Older enterprise server BMCs (out-of-band management controllers — Dell
iDRAC 6, HPE iLO 3, Supermicro IPMI 1.5 era) shipped with web consoles
designed around contemporary Java Web Start, ActiveX, and TLS cipher
suites. A decade later, every modern browser refuses the plugins,
every modern JRE refuses the unsigned jars, and every modern TLS stack
refuses the ciphers. The chassis is still on the rack, still drawing
power, still perfectly usable — and the official remote-management story
is gone.

This page captures the patterns that keep us working on this gear
without a VGA monitor and without lowering the security posture of our
daily-driver workstation.

## Pattern 1 — Reverse-engineer the hidden HTTP API

Before fighting the Java applet, look at what its parent web UI is doing
over plain HTTP. Open the BMC web UI in a modern browser, accept the
self-signed cert, open the network panel, and watch.

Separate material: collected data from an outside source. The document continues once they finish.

PR #368, opened 2023-07-13
fix(javascript-sdk): get-tokens-default-destructure

ryanbas21:
# JIRA Ticket

https://bugster.forgerock.org/jira/browse/SDKS-2570

# Description

TokenManager.get tokens when nothing is past in can break in module systems that are not downleveled to supply the default. this change adds a fix where we supply a default to the destructuring so that this doesn't occur

# Type of Change

# How Has This Been Tested?

verified via unit test and i copied the dist from the javascript-sdk build and put it in the app where the bug was discovered with no downleveling and it worked.

# Definition of Done

Check all that apply

- [ ] Coded to standards.
- [ ] Code peer-reviewed.
- [ ] Unit tests are written.
- [ ] e2e tests are written.
- [ ] Change log updated.
- [ ] Demo to PO and team.

## Documentation

- [ ] Acceptance criteria met
- [ ] Spell-check run
- [ ] Peer reviewed
- [ ] Proofread

### DIFF
--- a/packages/javascript-sdk/src/token-manager/index.ts
+++ b/packages/javascript-sdk/src/token-manager/index.ts
@@ -118,9 +118,12 @@ abstract class TokenManager {
     const verifier = PKCE.createVerifier();
     const state = PKCE.createState();
 
-    // eslint-disable-next-line @typescript-eslint/ban-ts-comment
-    // @ts-ignore
-    const { forceRenew, login, ...config } = options;
+    // so to not change the type of the above function
+    // we assign it here if its undefined or null.
+
+    const config = Object.assign({}, options);
+    delete config.forceRenew;
+    delete config.login;
 
     const authorizeUrlOptions = {
       ...config,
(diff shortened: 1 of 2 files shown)


packages/javascript-sdk/src/token-manager/index.ts
```diff
@@ -118,9 +118,16 @@ abstract class TokenManager {
...
+    // so to not change the type of the above function
+    // we assign it here if its undefined or null.
+
+    if (!options) options = {};
+
+    // in the scenario above where an options object is undefined or null
+    // and we try to destructure a value from an empty object
+    // we assign defaults
+    // eslint-disable-next-line @typescript-eslint/no-unused-vars
+    const { forceRenew = false, login = true, ...config } = options;
```
cerebrl, line 130: I'm okay with this, but if we have an alternative that doesn't require the disabling of rules and other stuff, I think I'd prefer that instead. Is this any better:

```js
const config = Object.assign({}, options);
delete config.forceRenew
delete config.login
```

The above doesn't need the condition, the comments or the rule disabling. I think it's quite self-explanatory. Another plus is we aren't actually using the `forceRenew` and `login` that we are pulling out (hence the rule disabling), we're just using them to get to the rest (no pun intended).

cerebrl (approved):
My comment is a non-blocker, but I think I'd prefer an alternative that requires less "stuff". Let me what you think.

PR #380, opened 2023-07-31
[Sample App] Create a social login sample app in SDK

juanManuel05:
# JIRA Ticket

https://bugster.forgerock.org/jira/browse/SDKS-2538

# Description
[Sample App] Create a social login sample app in SDK
# Type of Change

# How Has This Been Tested?

**1) Local Log-in**

**STEPS TO TEST IT:**

- if not user, create a new user
- Click on Sign in
- Enter password and user, hit enter or click on Submit
- The page will check your credentials and, if successful, it will finish the log in flow.
- Go to Todo section
- create a new todo, should add it with no error
- Log out and log in, the previously todo should now appear on the list.

**2) Social-media log-in**

 **Pre- requisites:** The social identity provider service must be created and configured for the tenant. For this case, google social provider has been added as social identity provider service for the tenant only, via Access Management. 
**Important:** It may be necessary to clear site data before/after every log-in attempt
Next the configuration recommended for testing purposes:

AM_URL=https://openam-sdks.forgeblocks.com/am/
APP_URL=https://angular.example.com:8443
API_URL=http://localhost:9443
DEBUGGER_OFF=true
JOURNEY_LOGIN=google-login-web
JOURNEY_REGISTER=Registration
REALM_PATH=alpha
WEB_OAUTH_CLIENT=WebOAuthClient
PORT=9443
REALM_PATH=alpha
REST_OAUTH_SECRET=mysecret
REST_OAUTH_CLIENT=RestOAuthClient

**STEPS TO TEST IT:**

- Click on Sign in
- The page will provide as many options as  social identity provider services the tenants has configured 
- Click on Sign in with google
- Enter google credentials
- Enter ForgeRock credentials
- A notification will be sent to the Forge Rock authenticator App
- Approve notification
- The page will check your credentials and, if successful, it will finish the log in flow.
- Go to Todo section
- create a new todo, should add it with no error
- Log out and log in, the previously todo should now appear on the list.
[ForgeRock_ A Sample Angular (Web) Todo App.webm](https://github.com/ForgeRock/forgerock-javascript-sdk/assets/18680830/91f3619a-abaf-4973-8994-443ef753daec)

Next how the IdPs selection looks like

Screenshot 2023-08-08 at 15 25 44

# Definition of Done

Check all that apply

- [ ] Coded to standards.
- [ ] Code peer-reviewed.
- [ ] Unit tests are written.
- [ ] e2e tests are written.
- [ ] Change log updated.
- [ ] Demo to PO and team.

## Documentation

- [ ] Acceptance criteria met
- [ ] Spell-check run
- [ ] Peer reviewed
- [ ] Proofread


ryanbas21 (changes requested):
Remember, if you are adding environment variables to please update the env.example file, as well as the angular environment file (unless theres a way we can avoid this horrible file).

Thanks

samples/angular-todo/src/environments/environment.ts
```diff
@@ -1,8 +1,8 @@
 export const environment = {
-  AM_URL: 'https://openam-crbrl-01.forgeblocks.com/am',
+  AM_URL: 'https://openam-sdks.forgeblocks.com/am/',
   REALM_PATH: 'alpha',
   WEB_OAUTH_CLIENT: 'WebOAuthClient',
-  JOURNEY_LOGIN: 'Login',
+  JOURNEY_LOGIN: 'google-login-web',
```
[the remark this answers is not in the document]
juanManuel05: Upon this one, the **google-login-web** journey shows both, a _username-and-password log-in_ as well as a _social-login_ option.
image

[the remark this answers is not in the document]
ryanbas21: so in the case of this journey, if the social login variable is provided, we use that. if it isn't we would fall back to the standard Login tree, if thats not passed in, then the app just wouldnt work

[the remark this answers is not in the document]
ryanbas21: Thinking about this again, this is fine, not sure where my head was going the other day.

samples/angular-todo/src/app/app.component.ts
```diff
@@ -65,7 +65,7 @@ export class AppComponent implements OnInit {
 
     Config.set({
       clientId: environment.WEB_OAUTH_CLIENT,
-      redirectUri: `${window.location.origin}/callback`,
```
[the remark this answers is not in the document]
juanManuel05: i'm asking about this as if i check the routing file, the path 'callback' does not exist and therefore throws an error
image
image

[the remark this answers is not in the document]
cerebrl: I see what Juan is trying to fix, and I think we should address it. The question is just how we fix it. Currently, both the React app and the Angular app use a redirect URL that actually doesn't point to something that's properly handled. The Angular app may just be more sensitive to this, as it results in an error seen in Juan's screenshot.

Ultimately, I don't feel this redirect URL should result in the Angular app itself, or really anything that uses JS and CSS, being loaded and rendered. Maybe we could point to a static file, rather than a "route"? So, instead of `${window.location.origin}/home` or `${window.location.origin}/callback`, we could use `${window.location.origin}/callback.html`. The server should recognize that as a static resource, rather than a route in the main app, which results in quicker load times and less resource usage.

Something along the lines of a plain old HTML file that just renders `<!DOCTYPE html><html><p>OK</p></html>`. That way, the page loads and the SDK can quickly read the final URL of the resolved request. Apps with embedded login will never actually see the rendered page, so this makes sense to me.

Thoughts?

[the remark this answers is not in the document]
juanManuel05: i fixed by adding a new path into the routing file, when '/callback' it loads the HomeComponent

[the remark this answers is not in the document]
ryanbas21: @cerebrl yeah, it was pointing at a callback.html in the assets directory but it seems angular router doesn't like to not know about possible routes. so Juan was able to correct it by assigning a router so angular can say it knows about the route. That seems to fix the angular issue we had previously.

So if its fixed, i don't think webpack dev server was rewriting the params, it was angular rejecting the route because it was not aware of it.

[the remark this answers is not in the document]
cerebrl: This is a solution, but I'm not sure it's one that we should use long-term. We don't have to address it in this PR, but here's my reasoning:

The request to `/callback` due to the redirect from `/authorize` just has to resolve when it's a part of Embedded Login. It doesn't have to render anything as everything within the iframe will be hidden when using Embedded Login. Due to this, all the resources the full Angular app is dependent on has to be loaded onto the page in order to call the `onload` event found here: https://github.com/ForgeRock/forgerock-javascript-sdk/blob/develop/packages/javascript-sdk/src/oauth2-client/index.ts#L110. This is required for the token request to be continued.

Regarding the `load` event ([from MDN docs](https://developer.mozilla.org/en-US/docs/Web/API/Window/load_event)):

> The load event is fired when the whole page has loaded, including all dependent resources such as stylesheets, scripts, iframes, and images.

To load up an entire Angular application just to resolve a URL that will never be rendered is ... well, a lot. To keep this app as "real world" as we can, I would suggest we do what we would recommend to our customers, which is have `/callback`, or whatever we call it, refer to a static asset, rather than an full JS application.

Now, if this was Centralized Login, it would be a different story as the redirect URL is used in a full-page redirect, rather than a hidden iframe. So, context matters.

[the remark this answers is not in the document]
ryanbas21: Hmm, i could have sworn this was the behavior at one point. I don't disagree, so lets see if we can do that Juan.

Add a basic html file (i feel we've done this before) called callback.html. We will need to serve that file as a static asset. 

I think you will add it to the `assets` key in project.json under serve, so it serves callback.html (i'd keep it at the same level of the index.html).

See if we can serve this file without an angular route specifically.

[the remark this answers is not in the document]
juanManuel05: done

samples/angular-todo/src/app/features/journey/form/form.component.ts
```diff
@@ -194,4 +240,12 @@ export class FormComponent implements OnInit {
       }
     }
   }
+
+  isIdentityProviderLogin(callback: SelectIdPCallback): boolean {
+    return callback
```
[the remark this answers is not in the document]
juanManuel05: done

samples/angular-todo/src/environments/environment.ts
```diff
@@ -1,8 +1,8 @@
 export const environment = {
-  AM_URL: 'https://openam-crbrl-01.forgeblocks.com/am',
+  AM_URL: 'https://openam-sdks.forgeblocks.com/am/',
```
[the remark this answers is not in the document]
juanManuel05: not too much :/

samples/angular-todo/src/app/features/journey/identityProvider/identity-provider.component.ts
```diff
@@ -0,0 +1,46 @@
...
+    this.identityProviders = this.callback
+      .getProviders()
+      .filter((provider) => provider.provider !== 'localAuthentication');
+  }
+
+  onSetProvider(provider: string): void {
+    this.updatedCallback.emit(provider);
+  }
+
+  isGoogleIdP(idP: string): boolean {
```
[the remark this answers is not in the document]
juanManuel05: done

samples/angular-todo/src/app/features/journey/form/form.component.ts
```diff
@@ -86,7 +101,26 @@ export class FormComponent implements OnInit {
        * Details: This calls the next method with the previous step, expecting
        * the next step to be returned, or a success or failure.
        ********************************************************************* */
-      const nextStep = await FRAuth.next(step, { tree: this.tree });
+      const selectIdCallback = step?.callbacks.find(
```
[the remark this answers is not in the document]
juanManuel05: done

samples/angular-todo/src/app/app.module.ts
```diff
@@ -87,6 +90,9 @@ import { ChoiceComponent } from './features/journey/choice/choice.component';
     TodoIconComponent,
     ActionIconComponent,
     ChoiceComponent,
+    IdentityProviderComponent,
+    GoogleIconComponent,
+    AppleIconComponent,
```
cerebrl, line 95: Are we missing Facebook? It's one of the three we officially support, so we should probably have an example of it.

samples/angular-todo/src/app/features/journey/form/form.component.ts
```diff
@@ -79,14 +94,35 @@ export class FormComponent implements OnInit {
...
+      if (selectIdCallback) {
+        const nameCallBacksInputs = step?.payload.callbacks.find(
+          (cb) => cb.type === 'NameCallback',
+        )?.input;
+        const idToken2Input = nameCallBacksInputs?.find((input) => input.name === 'IDToken2').value;
+
+        if (this.isIdentityProviderLogin(selectIdCallback) && idToken2Input !== '') {
+          selectIdCallback.payload.input[0].value = 'localAuthentication';
+        }
+      }
```
cerebrl, line 110: I'd really like to see some code comments in here helping the reader step through the logic of what we are trying to achieve here. It took me a bit to realize that this was using certain callback values to determine if we need to set `localAuthentication` as the value for the Identity Provider if they have filled in the name input.

samples/angular-todo/src/app/features/journey/form/form.component.ts
```diff
@@ -161,7 +199,17 @@ export class FormComponent implements OnInit {
...
+    const callBackInputValue = selectIdCallback?.payload.input[0].value as string;
+    if (selectIdCallback && callBackInputValue === '') {
+      selectIdCallback.payload.input[0].value = 'localAuthentication';
+    }
+    const redirectCallback = step.callbacks.find(
+      (callback) => callback.getType() === CallbackType.RedirectCallback,
+    );
+    if (redirectCallback) {
+      FRAuth.redirect(step);
+    }
```
cerebrl, line 212: This code is a bit dense. Can we get some code comments in here expressing intent? It's worth remembering the purpose of these sample apps, and that is to educate our customers on how to implement features. To do that, we need to a liberal amount of comments to guide the reader along.

samples/angular-todo/src/app/features/journey/form/form.component.ts
```diff
@@ -161,7 +199,17 @@ export class FormComponent implements OnInit {
    */
   handleStep(step?: FRStep) {
     this.step = step;
-
+    const selectIdCallback = step.callbacks.find((cb) => cb.payload.type === 'SelectIdPCallback');
```
cerebrl, line 202: Typo in the name, can we change this to `selectIdPCallback`?

samples/angular-todo/src/app/features/journey/form/form.component.ts
```diff
@@ -161,7 +199,17 @@ export class FormComponent implements OnInit {
...
+    const callBackInputValue = selectIdCallback?.payload.input[0].value as string;
```
cerebrl, line 203: Since "callback" is one word, can we keep the case of the word consistent throughout our code. Right now, I see `callback` and `callBack`. I'd prefer the first: `callback`, and if it's the second word in the name: `Callback`, like `myCallback`.

samples/angular-todo/src/app/features/journey/form/form.component.ts
```diff
@@ -79,14 +94,35 @@ export class FormComponent implements OnInit {
     this.submittingForm = true;
 
     try {
+      const selectIdCallback = step?.callbacks.find(
```
cerebrl, line 97: Same issue here, I'd like for this to be `selectIdPCallback`, so it properly reflects the actual name of the callback.

samples/angular-todo/src/app/features/journey/form/form.component.ts
```diff
@@ -161,7 +199,17 @@ export class FormComponent implements OnInit {
    */
   handleStep(step?: FRStep) {
     this.step = step;
-
+    const selectIdCallback = step.callbacks.find((cb) => cb.payload.type === 'SelectIdPCallback');
+    const callBackInputValue = selectIdCallback?.payload.input[0].value as string;
+    if (selectIdCallback && callBackInputValue === '') {
+      selectIdCallback.payload.input[0].value = 'localAuthentication';
+    }
```
cerebrl, line 206: Are we defaulting to `localAuthentication` here? If we are defaulting, do we also need the code above to essentially do the same thing? Or, if the above exists, does the code here need to exist? Maybe I'm misunderstanding the intention here, which is why I'd like to see comments, but it seems a bit redundant.

samples/angular-todo/src/app/features/journey/identityProvider/identity-provider.component.html
```diff
@@ -0,0 +1,14 @@
...
+    [ngClass]="{
+      'google-login': getDisplayName(provider) === idpNames.Google,
+      'apple-login': getDisplayName(provider) === idpNames.Apple,
+      'facebook-login': getDisplayName(provider) === idpNames.Facebook
+    }"
+    (click)="onSetProvider(provider.provider)"
+  >
+    <app-google-icon *ngIf="getDisplayName(provider) === idpNames.Google"></app-google-icon>
+    <app-apple-icon *ngIf="getDisplayName(provider) === idpNames.Apple"></app-apple-icon>
+    Sign in with {{ getDisplayName(provider) }}
```
cerebrl, line 12: Does Facebook default to this generic string template here, without an icon?

samples/angular-todo/src/callback.html
cerebrl, line 1: 👍

samples/angular-todo/src/environments/environment.ts
cerebrl, line 5: I'd really like to keep these values generic and/or use defaults found in a basic tenant. Could we switch these values back to generic or defaults?

samples/angular-todo/src/app/features/journey/form/form.component.ts
```diff
@@ -79,14 +94,35 @@ export class FormComponent implements OnInit {
     this.submittingForm = true;
 
     try {
+      const selectIdCallback = step?.callbacks.find(
+        (cb) => cb.payload.type === 'SelectIdPCallback',
+      ) as SelectIdPCallback;
+
+      if (selectIdCallback) {
+        const nameCallBacksInputs = step?.payload.callbacks.find(
```
ryanbas21, line 102: same as above here

samples/angular-todo/src/app/app.module.ts
juanManuel05: hi justin, facebook it is not here becasue if oyu have a look at the facebook button there's no icon to be added. It has no an "apple" or a "G" as apple and google does.

samples/angular-todo/src/app/features/journey/form/form.component.ts
```diff
@@ -79,14 +94,35 @@ export class FormComponent implements OnInit {
...
+          (cb) => cb.type === 'NameCallback',
```
ryanbas21, line 103: same as above here. also, instead of `.input` we have a `getInputValue` method you can chain onto the end of this.

samples/angular-todo/src/app/features/journey/form/form.component.ts
```diff
@@ -79,14 +94,35 @@ export class FormComponent implements OnInit {
...
+        )?.input;
+        const idToken2Input = nameCallBacksInputs?.find((input) => input.name === 'IDToken2').value;
```
ryanbas21, line 105: same as above here

samples/angular-todo/src/app/features/journey/form/form.component.ts
ryanbas21, line 203: Lets try to use the SDK api here with `getInputValue`

samples/angular-todo/src/app/features/journey/form/form.component.ts
```diff
@@ -161,7 +199,17 @@ export class FormComponent implements OnInit {
    */
   handleStep(step?: FRStep) {
     this.step = step;
-
+    const selectIdCallback = step.callbacks.find((cb) => cb.payload.type === 'SelectIdPCallback');
+    const callBackInputValue = selectIdCallback?.payload.input[0].value as string;
+    if (selectIdCallback && callBackInputValue === '') {
+      selectIdCallback.payload.input[0].value = 'localAuthentication';
```
ryanbas21, line 205: same here

samples/angular-todo/src/app/features/journey/form/form.component.ts
```diff
@@ -161,7 +199,17 @@ export class FormComponent implements OnInit {
...
+    }
+    const redirectCallback = step.callbacks.find(
```
ryanbas21, line 207: same here, we can getByType

samples/angular-todo/src/app/features/journey/form/form.component.ts
juanManuel05: of course not a problem. This has to be added because when pressing enter it selects the first identity provider by default so it was either disable the default behavior for submitting or keep the option up to submit the form when pressing enter.

juanManuel05: done

samples/angular-todo/src/app/features/journey/form/form.component.ts
```diff
@@ -103,7 +139,9 @@ export class FormComponent implements OnInit {
           this.handleSuccess(nextStep);
           break;
         case 'Step':
-          this.handleStep(nextStep);
+          {
+            this.handleStep(nextStep);
+          }
```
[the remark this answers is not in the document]
juanManuel05: done

samples/angular-todo/src/app/features/journey/form/form.component.ts
juanManuel05: done

samples/angular-todo/src/app/features/journey/form/form.component.ts
juanManuel05: done

samples/angular-todo/src/app/features/journey/form/form.component.ts
juanManuel05: done

samples/angular-todo/src/app/features/journey/form/form.component.ts
juanManuel05: i had to add this workaround because it crashes if it was a local authentication, but now is no longer needed. It is taken care of at line 100. removed it, made a few tests and works

samples/angular-todo/src/app/features/journey/form/form.component.ts
juanManuel05: done

samples/angular-todo/src/app/features/journey/form/form.component.ts
juanManuel05: removed

samples/angular-todo/src/app/features/journey/identityProvider/identity-provider.component.html
juanManuel05: it has no icon before text
Screenshot 2023-08-08 at 15 18 26

samples/angular-todo/src/environments/environment.ts
juanManuel05: It could set it back, however it'd be a different journey with no option for IdPs.
thoughts??

cerebrl: Yeah, let's set it back. We should always have the sample apps point to the default trees: `Login` and `Registration`. As we build out new features, and support new nodes/callbacks, we will continue to default the sample apps to these trees. We are just adding these features in order to support an expanded set of nodes _if_ the customer uses them when experimenting with the sample apps.

samples/angular-todo/src/app/app.module.ts
cerebrl: Okay, if that's consistent with Facebook's display rules, then I'm good with it.

samples/angular-todo/src/app/features/journey/identityProvider/identity-provider.component.html
cerebrl: Thanks for the screenshot. Can you remove the default borders around the buttons, so they follow the same style convention as the other buttons in the app? Only the Google button needs a border, since the background is white, so let's use the same style is the "outline button" that should already be defined in the Bootstrap library. The outline button should have the same style as the other form elements.

samples/angular-todo/src/app/features/journey/form/form.component.ts
```diff
@@ -79,14 +94,35 @@ export class FormComponent implements OnInit {
     this.submittingForm = true;
 
     try {
+      const selectIdCallback = step?.callbacks.find(
+        (cb) => cb.payload.type === 'SelectIdPCallback',
```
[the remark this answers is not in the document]
juanManuel05: done

samples/angular-todo/src/app/features/journey/form/form.component.ts
juanManuel05: done

samples/angular-todo/src/app/features/journey/form/form.component.ts
juanManuel05: done

samples/angular-todo/src/app/features/journey/form/form.component.ts
juanManuel05: done

samples/angular-todo/src/app/features/journey/form/form.component.ts
juanManuel05: done

samples/angular-todo/src/app/features/journey/form/form.component.ts
juanManuel05: done

samples/angular-todo/src/app/features/journey/form/form.component.ts
juanManuel05: done

samples/angular-todo/src/app/app.module.ts
ryanbas21: https://developers.facebook.com/docs/facebook-login/userexperience#buttondesign

it seems like you can use either, maybe we should be consistent with the other buttons?

samples/angular-todo/src/app/features/journey/form/form.component.ts
ryanbas21, line 97: should we not use the getCallbacksOfType here also?

samples/angular-todo/src/app/shared/idps.enums.ts
```diff
@@ -0,0 +1,20 @@
...
+ *
+ * Copyright (c) 2020 ForgeRock. All rights reserved.
+ * This software may be modified and distributed under the terms
+ * of the MIT license. See the LICENSE file for details.
+ */
+
+/**
+ * Types of identity providers
+ */
+enum IdpNames {
```
ryanbas21, line 14: I have a preference that we use Unions instead of enums, as a best practice. Can we convert this to a union type?

ryanbas21 (changes requested):

samples/angular-todo/src/app/features/journey/form/form.component.ts
juanManuel05: done

samples/angular-todo/src/app/features/journey/form/form.component.ts
```diff
@@ -79,14 +94,37 @@ export class FormComponent implements OnInit {
     this.submittingForm = true;
 
     try {
+      /** This was to be added because when logging in locally by pressing enter it selects the first identity provider by default
```
ryanbas21, line 97: I think we should format the comments in the same style as below.

For example this comment may look like

```
/** *********************************************************************
       * SDK INTEGRATION POINT
       * Summary: Handle selection of IdpCallbacks
       * ----------------------------------------------------------------------
       * Details: If we do not initially select the IdpCallback, when pressing enter,
       * local authentication will automatically be submitted. 
       * This allows us to submit the form with the proper selection of an 
       * identity provider rather than local authentication.                      
 /** *********************************************************************

```
       ********************************************************************* */

juanManuel05: done

samples/angular-todo/src/app/features/journey/form/form.component.ts
```diff
@@ -79,14 +94,37 @@ export class FormComponent implements OnInit {
...
+       *
+       */
+      const selectIdPCallback = step?.getCallbacksOfType(CallbackType.SelectIdPCallback);
+
+      if (selectIdPCallback?.length > 0) {
+        const nameCallBacksInputs = step?.getCallbackOfType(CallbackType.NameCallback);
+        const idToken2Input = nameCallBacksInputs?.getInputValue('IDToken2');
+
+        if (this.isIdentityProviderLogin(selectIdPCallback[0]) && idToken2Input !== '') {
+          selectIdPCallback[0].payload.input[0].value = 'localAuthentication';
```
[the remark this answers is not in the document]
juanManuel05: done

samples/angular-todo/src/app/features/journey/form/form.component.html
```diff
@@ -154,6 +154,27 @@ <h1 class="text-center fs-2 mb-3" *ngIf="title">{{ title }}</h1>
...
               ></app-kba>
 
+              <!--
+                Handle a KbaCreateCallback using the Kba component.
+                Emitted questions and answers are used to set the values on the callback.
+              -->
+              <app-identity-provider
+                *ngSwitchCase="'SelectIdPCallback'"
+                [callback]="$any(callback)"
+                [name]="callback?.payload?.input?.[0]?.name"
```
ryanbas21, line 164: getInput?

samples/angular-todo/src/app/features/journey/form/form.component.ts
ryanbas21, line 110: getInputValue?

samples/angular-todo/src/app/features/journey/form/form.component.html
juanManuel05: it's the same for the other components. Followed the standard

ryanbas21 (approved):
Thanks for hanging in there through the review.

cerebrl (approved):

What you almost always find:

* A login endpoint (often `POST /data/login` or similar) that returns
  session tokens plus a cookie
* Combined "system summary" endpoints that batch a dozen sensor and
  state fields in one XML payload
* A screen-capture endpoint the web UI hits every few seconds to
  refresh its tiny preview pane — this is the same VGA buffer the
  expensive Java applet would render at full resolution

That screen-capture endpoint is the big prize. The preview is small
and refreshes slowly, but it returns a real PNG of whatever is on the
host's VGA output — POST, GRUB, BIOS, OS console, the lot. Two `curl`
calls (trigger refresh, fetch PNG) replace the entire Java vKVM stack
for monitoring purposes.

A typical recipe:

```bash theme={null}
# 1. Authenticate, capture the session cookie
curl -k --tlsv1 --tls-max 1.2 'https://<bmc>/data/login' \
  --data 'user=root&password=<password>' -c session.jar

# 2. Tell the BMC to refresh its internal preview buffer
TS=$(date +%s%3N)
curl -k --tlsv1 --tls-max 1.2 -b session.jar -X POST \
  -H 'X-Auto-Refresh-Header: 1' \
  "https://<bmc>/data?get=consolepreview[auto $TS]" -o /dev/null

# 3. Grab the rendered PNG
curl -k --tlsv1 --tls-max 1.2 -b session.jar \
  "https://<bmc>/path/to/screenshot.png?$(date +%s%3N)" -o screen.png
```

For active interaction (typing into BIOS, clicking through GRUB), the
Java applet is still the only option. For *monitoring* — "is the
installer running? did POST finish? what's the panic message?" — the
HTTP screenshot path wins every dimension: no Java install, no
unsigned-jar dance, no TLS cipher negotiation, just `curl` and a PNG.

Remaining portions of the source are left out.